→ **Saved entries**:
PR #405, opened 2023-06-16
fix: Truncate long username with the ellipsis

### LINKED ISSUE #404: Very long username breaks though the container on Users page
**Describe the bug**
On the "Users" page, when a user has a very long username, it will makes his username break though the container and overlapped with the profile picture of the next user. 

**To Reproduce**
1. Set a very long username
2. Go to 'Users'
3. See error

→ **Task statement**: Go through the lines above and copy any that contain "long".

→ **Answer to the problem**:
fix: Truncate long username with the ellipsis
### LINKED ISSUE #404: Very long username breaks though the container on Users page
On the "Users" page, when a user has a very long username, it will makes his username break though the container and overlapped with the profile picture of the next user. 
1. Set a very long username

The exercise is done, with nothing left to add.